The Sky is Falling Or Hadn't You Read?
"But the real consequence – unintended or otherwise – of Silicon Valley’s “participatory” media revolution is a culture of digital narcissicism in which our most meaningful cultural reference is ourself. ... Everywhere we look, we are faced with 70 million versions of ourselves: our own electronic diaries, our own half-informed opinions, our own stupidity and ignorance. This antisocial outcome of the social software revolution will be the reverse of the nightmare in George Orwell’s dystopian Nineteen Eighty-four. Big Brother — what Silicon Valley idealists eulogize as “citizen media” — is turning out to be ourselves."
- Andrew Keen
I had the opportunity to hear Mr. Keen on the radio yesterday and have been pondering his comments ever since. Mr. Keen suggests that we modern peoples are very bad at battling seduction and that the internet represents a seduction of the opinions of amateurs. He fears we will stop listening to experts, will no longer support the main stream media and will lose many of the valuable cultural pillars that give us informed direction.
Before you start fuming, please note that Mr. Keen is a polite, educated gentleman, who is no luddite. He appreciates technology and seems to be concerned that we will lose the press along with respect for certain educated authorities in a tide of democratic, anti-elitist, utopian enamorment with the internet.

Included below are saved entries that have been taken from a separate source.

PR #650, opened 2017-11-10
function types: optional and vararg arguments.

mprobst:


test/golden_tsickle_test.ts
```diff
@@ -6,7 +6,9 @@
  * found in the LICENSE file at https://angular.io/license
  */
 
-import {expect} from 'chai';
+import {expect, use as chaiUse} from 'chai';
+// tslint:disable-next-line:no-require-imports chai-diff needs a CommonJS import.
```
evmar: How come?  You can
import * as chaiDiff from 'chai-diff';
and then use it as a function.

package.json
```diff
@@ -35,6 +35,7 @@
     "@types/source-map": "^0.5.1",
     "@types/source-map-support": "^0.2.27",
     "chai": "^3.5.0",
+    "chai-diff": "^1.0.1",
```
evmar: This is good, but FWIW in my experience it's easier to just let the thing write out new goldens and examine the output with 'git diff'.

test/golden_tsickle_test.ts
mprobst: There's a wontfix TypeScript issue about it:
https://github.com/Microsoft/TypeScript/issues/5073

package.json
mprobst: When I'm interactively tweaking the emit, I find it much easier to see a good diff there than re-gen the goldens. That also runs a high risk of missing a change. But I understand workflows are different.

PR #652, opened 2017-11-13
Support for TypeScript 2.4

chuckjaz:
This is needed for Angular to switch to TypeScript 2.5.

That's because Angular users don't select a version of tsickle to match their typescript version, rather they get the tsickle dependency from `@angular/compiler-cli`. So we want to release a single tsickle that works with the entire range of typescript versions that Angular supports.


src/BUILD
```diff
@@ -1,6 +1,18 @@
...
+TS24 = "//test_ts24:node_modules/typescript/lib/typescript.d.ts"
+
+# Copy the 2.4 version of typescript's typings into the project.
+# We don't want to copy a file that's licensed under an external license into
+# our source tree, and this mechanism allows the :src library to import it.
+genrule(
+    name = "typescript-2.4",
+    outs = ["typescript-2.4.d.ts"],
+    srcs = [TS24],
+    cmd = "cp $(location %s) $@" % TS24
```
mprobst: I think you can do `$(location $<)` or `$(location $(SRC))` or so, right?

src/es5processor.ts
```diff
@@ -323,11 +322,17 @@ class ES5Processor extends Rewriter {
     switch (call.expression.kind) {
       case ts.SyntaxKind.Identifier:
         const ident = call.expression as ts.Identifier;
-        if (ident.text !== '__export') return null;
+        // TS 2.4 compatibility: accept three leading underscores
```
mprobst: Nit: can we make this comment something that's more obviously a greppable tag? `// TS_24_COMPAT: ...`?

src/typescript.ts
```diff
@@ -0,0 +1,37 @@
+/**
```
mprobst: Can you add a fileoverview comment explaining what this does (i.e. uses 2.4 types on 2.5 API)?

src/typescript.ts
```diff
@@ -0,0 +1,37 @@
...
+
+// tslint:disable:no-any We need to do various unsafe casts between TS versions
+
+export function getEmitFlags(node: ts.Node): ts.EmitFlags|undefined {
+  return (ts as any).getEmitFlags(node);
```
mprobst: add a comment why this works?

mprobst:
Note that the E2E Closure tests are currently broken, see #653.

src/es5processor.ts
alexeagle: sure, but do you think we can remember to follow that convention when we add backwards compatibility logic next time?

src/BUILD
alexeagle: good catch

src/typescript.ts
alexeagle: done

src/typescript.ts
alexeagle: done

src/typescript.ts
```diff
@@ -0,0 +1,46 @@
...
+
+// TS 2.5 typescript.d.ts does not expose getEmitFlags.
```
mprobst: but it still exists? might be worth mentioning.

src/es5processor.ts
mprobst: If we do use a more obvious tag like name, we at least have a fighting chance :-)

PR #653, opened 2017-11-14
Fix e2e tests and support PromiseLike

mprobst:
We accidentally disabled error checking of our E2E tests in #623. This restores the test case, and fixes a number of issues that have crept in.

Some of those problems were in the code even before accidentally disabling the tests, but only exposed when running with `--new_type_inf` (Closure's New Type Inference). The recurring pattern here is that Closure does not actually allow `typedef` aliases of types with generic type arguments.

This also adds support for PromiseLike and PromiseConstructor in our `closure_externs.js`.

### DIFF
--- a/src/closure_externs.js
+++ b/src/closure_externs.js
@@ -29,21 +29,35 @@ var HTMLTableHeaderCellElement;
 
 /**
  * Closure's NodeList is parameterized itself, there is no NodeListOf.
- * @typedef {!NodeList}
+ * @constructor
+ * @template T
+ * @extends {NodeList<T>}
  */
 var NodeListOf;
 
 /**
  * Closure models this as a plain Array.
- * @typedef {Array<string>|null}
+ * @typedef {!IArrayLike<string>|null}
  */
 var RegExpExecArray;
 
-/** @typedef {!Array} */
-var ReadonlyArray;
+/**
+ * @record
+ * @template T
+ * @extends {IArrayLike<T>}
+ */
+function ReadonlyArray() {}
 
-/** @typedef {!Map} */
-var ReadonlyMap;
+/**
+ * @constructor
+ * @template K, V
+ * @extends {Map<K, V>}
+ */
+function ReadonlyMap() {}
 
-/** @typedef {!Set} */
-var ReadonlySet;
+/**
+ * @constructor
+ * @template T
+ * @extends {Set<T>}
+ */
+function ReadonlySet() {}
--- a/src/closure_externs.js
+++ b/src/closure_externs.js
@@ -61,3 +61,14 @@ function ReadonlyMap() {}
  * @extends {Set<T>}
  */
 function ReadonlySet() {}
+
+/**
+ * @record
+ * @template T
+ * @extends {IThenable<T>}
+ */
+function PromiseLike() {};
+
+/** @typedef {function(new:Promise)} */
+var PromiseConstructor;
+
--- a/test/e2e_test.ts
+++ b/test/e2e_test.ts
@@ -20,8 +20,8 @@ export function checkClosureCompile(
   const CLOSURE_COMPILER_OPTS: closure.CompileOptions = {
     'checks_only': true,
     'jscomp_error': 'checkTypes',
-    // TODO(martinprobst): enable when NTI is ready. Currently doesn't support enum union types.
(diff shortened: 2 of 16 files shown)


src/closure_externs.js
```diff
@@ -29,21 +29,35 @@ var HTMLTableHeaderCellElement;
...
+ * @constructor
+ * @template T
+ * @extends {NodeList<T>}
  */
 var NodeListOf;
 
 /**
  * Closure models this as a plain Array.
- * @typedef {Array<string>|null}
+ * @typedef {!IArrayLike<string>|null}
```
alexeagle: rather than copying parts of this file, is it possible we could use the real thing by copying from somewhere during the build?

test/e2e_test.ts
```diff
@@ -49,5 +49,5 @@ describe('golden file tests', () => {
     goldenJs.push('test_files/import_from_goog/closure_OtherModule.js');
     const externs = tests.map(t => t.externsPath).filter(fs.existsSync);
     checkClosureCompile(goldenJs, externs, done);
-  });
+  }, 10000 /* ms timeout */);
```
alexeagle: should this interact with process.env['TEST_TIMEOUT'] in some way? do we really care to have jasmine enforce timeouts as well as bazel?

mprobst: So `small` tests have a 60 second timeout in bazel (go figure...). https://docs.bazel.build/versions/master/test-encyclopedia.html

That seems a bit excessive, and also we don't have a guarantee that this is the only test executing in its suite. So I'd rather keep it tight here and relevant to this local test, not deducted from some outer limitation.

src/closure_externs.js
mprobst: Not sure I follow, this file is the real thing, isn't? It's the bridge aliasing TypeScript types to Closure types, there's no other artefact that has the same functionality.

test/e2e_test.ts
```diff
@@ -11,15 +11,16 @@ import * as closure from 'google-closure-compiler';
...
-    jsFiles: string[], externsFiles: string[], done: (err?: Error) => void) {
+export function checkClosureCompile(jsFiles: string[], externsFiles: string[], done: DoneFn) {
   const startTime = Date.now();
   const total = jsFiles.length;
   if (!total) throw new Error('No JS files in ' + JSON.stringify(jsFiles));
 
   const CLOSURE_COMPILER_OPTS: closure.CompileOptions = {
     'checks_only': true,
     'jscomp_error': 'checkTypes',
+    // TODO(martinprobst): enable when NTI is ready. Currently doesn't support enum union types.
```
evmar: It looks like you worked around the enum thing elsewhere, so adjust this comment.  I kinda suspect we should just avoid NTI until a user demands it.

src/closure_externs.js
alexeagle: Ah, I understand now, I thought these were duplicated from the built-in externs (eg. https://github.com/google/closure-compiler/tree/master/externs/browser)

test_files/promiseconstructor/promiseconstructor.ts
```diff
@@ -0,0 +1,3 @@
+function f(promiseCtor?: typeof Promise): Promise<void> {
```
evmar: Can you add a comment to this file about what the test is concerned with?  It's just trying to use the PromiseCtor type?

test/e2e_test.ts
alexeagle: If this is the only test where we set the timeout, then for other tests we rely on `jasmine.DEFAULT_TIMEOUT_INTERVAL` being the shorter value you like.

In https://github.com/bazelbuild/rules_nodejs/pull/53 I propose to make the default timeout longer, so now all tests other than this one would get 5m (since they are timeout="moderate")

Maybe this is all too nit-picky.

test/e2e_test.ts
mprobst: Whoops, leftover comment. I changed only the comment, I think it's useful for us to run in NTI, just for the more precise error checks.

test_files/promiseconstructor/promiseconstructor.ts
mprobst: Done.

PR #654, opened 2017-11-14
Avoid emitting unsupported template parameters 

mprobst:
Closure restricts the locations where template parameters can be used. Curiously this also depends on the version of the type checker in use, so we have to run our test suite for both.

### DIFF
--- a/src/tsickle.ts
+++ b/src/tsickle.ts
@@ -1391,6 +1391,8 @@ class Annotator extends ClosureRewriter {
     // TypeScript drops exports that are never assigned to (and Closure
     // requires us to not assign to typedef exports).  Instead, emit the
     // "exports.foo;" line directly in that case.
+    this.newTypeTranslator(node).blacklistTypeParameters(node.typeParameters);
+
     this.emit(`\n/** @typedef {${this.typeToClosure(node)}} */\n`);
     if (hasModifierFlag(node, ts.ModifierFlags.Export)) {
       this.emit('exports.');
--- a/src/tsickle.ts
+++ b/src/tsickle.ts
@@ -750,7 +750,8 @@ class Annotator extends ClosureRewriter {
         }
 
         this.emitFunctionType([fnDecl], tags);
-        this.newTypeTranslator(fnDecl).blacklistTypeParameters(fnDecl.typeParameters);
+        this.newTypeTranslator(fnDecl).blacklistTypeParameters(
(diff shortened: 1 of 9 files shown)


src/tsickle.ts
```diff
@@ -758,6 +758,7 @@ class Annotator extends ClosureRewriter {
         }
 
         this.emitFunctionType([fnDecl], tags);
+        this.newTypeTranslator(fnDecl).blacklistTypeParameters(fnDecl.typeParameters);
```
evmar: How does this work?  It looks like it creates a type translator, modifies its state, then throws it away...?

mprobst: I've tried to document on the method we're calling. Indeed, this mutates the Map that we're using for aliased symbols. Not super cool, but OTOH pretty harmless, and keeps the blacklisting code in one place. Any other ideas?

evmar: But it only mutates the map on the TypeTranslator instance, so how does the change persist?

mprobst: It's the same map - we're using only one map of aliases per file.

test/e2e_test.ts
```diff
@@ -37,17 +47,10 @@ export function checkClosureCompile(jsFiles: string[], externsFiles: string[], d
...
-    goldenJs.push('test_files/clutz.no_externs/some_name_space.js');
-    goldenJs.push('test_files/clutz.no_externs/some_other.js');
-    goldenJs.push('test_files/import_from_goog/closure_Module.js');
-    goldenJs.push('test_files/import_from_goog/closure_OtherModule.js');
-    const externs = tests.map(t => t.externsPath).filter(fs.existsSync);
-    checkClosureCompile(goldenJs, externs, done);
+  it('compile with Closure (New Type Inference)', (done) => {
+    checkClosureCompile(true /* NTI */, done);
+  }, 15000 /* ms timeout */);
+  it('compile with Closure (Old Type Inference)', (done) => {
```
evmar: We could do these in parallel maybe (?)

src/tsickle.ts
mprobst: I've changed the method to take the map as a parameter, and added more docs.

test/e2e_test.ts
mprobst: I'm kind of scarred from gulp trying to run all kinds of stuff in parallel and spamming the console with the respective outputs. OTOH I think we capture all output here, so that won't be a problem. I'll give it a spin.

Whenever I hear the doom-and-gloomsayers speak of the internet, I can't help but think of a quote from Socrates' Phaedrus , concerning writing. He believed it...
“... destroys memory [and] weakens the mind, relieving it of…work that makes it strong [and] is an inhuman thing.”
Of course it is undeniably true that because we can write things down we commit fewer details to memory - thus our mind is indeed weakened. On the other hand, we are able to do so much more work of other kinds these days because we can look up data we could never commit to memory. We can decide what is important to memorize and relegate everything else to a library of records.
I have been hearing for years that the internet will bring the end of the era of the book: That we will no longer want to read from nondigital sources - that publishing and printing will disappear. Of course this is an old trope, one that has been repeated frequently about a variety of entities - most memorably about the movie with the invention of television first and then the video recorder. The film industry it seems has yet to be appraised of its own demise. I seriously doubt that we will see the end of the newspaper, the professor or the author paid for his/her writings and opinions either.
I confess, I am one who appreciates the democratization of publishing and information brought about by the internet. I am a teacher (and yes, I frequently feel unappreciated for my expertise.) I, nonetheless, live by the conviction that the more information that is out there - the more likely we are to be able to fathom a meaningful truth. It is when information is hidden and repressed that we can not get a well rounded picture of the situation and we err in our important decisions.
This means letting everyone have a chance at his or her say - no matter how ridiculous, outrageous, uninformed, biggoted or scary. Need we worry that the public will take their ideas from uninformed and ignorant sources?
Perhaps. History (as wella s current American politics) certainly offers plenty of moral lessons about people who acted on too little, and flawed information. I think, however, that the more information we find "out there", the more likely we are to recognize the need for and to seek out those very experts that Andrew Keen feels are being obviated by the prepondrance of internet information. Jefferson said it better, "Information is the currency of democracy." Perchance we will have a brief period of confusion and being led astray - but when I encounter an issue on the web with too much conflicting data, I seek out multiple sources and then I start to look for the experts. Who has a degree, what does the New York Times , say about it, can the detractors' position be supported by credible sources? I doubt that I am so different from all the other users of the internet.
Will people read less nonvirtual material? Maybe for a while. Children are reading less and less we are told. I agree this is probably not a good thing. Still - it took only one unemployed woman writer on a train to get a generation (or more?) of children back to devouring books avidly. Could they read Harry Potter illegally on the net? Probably, but seriously, is that the way you want to spend your time reading?
Thomas Jefferson also said, "I cannot live without books." When I curl up in bed with something good to read, my laptop is nowhere in sight. There is nothing better than a newspaper or book, an overstuffed chair and a cup of tea or coffee in the morning. Yes, I could be fighting Dragon riding necromancers, and there is certainly a time and place for that, but there are times when I prefer a nice magazine and a glass of iced tea to tap tap tapping onthe keyboard. I love my computer, but there are times when I would rather have a cat in my lap and instead of a mouse in hand - sometimes I'll take a book.
I have faith that this is so and will be so not just for myself, but for many, many people for a long, long time.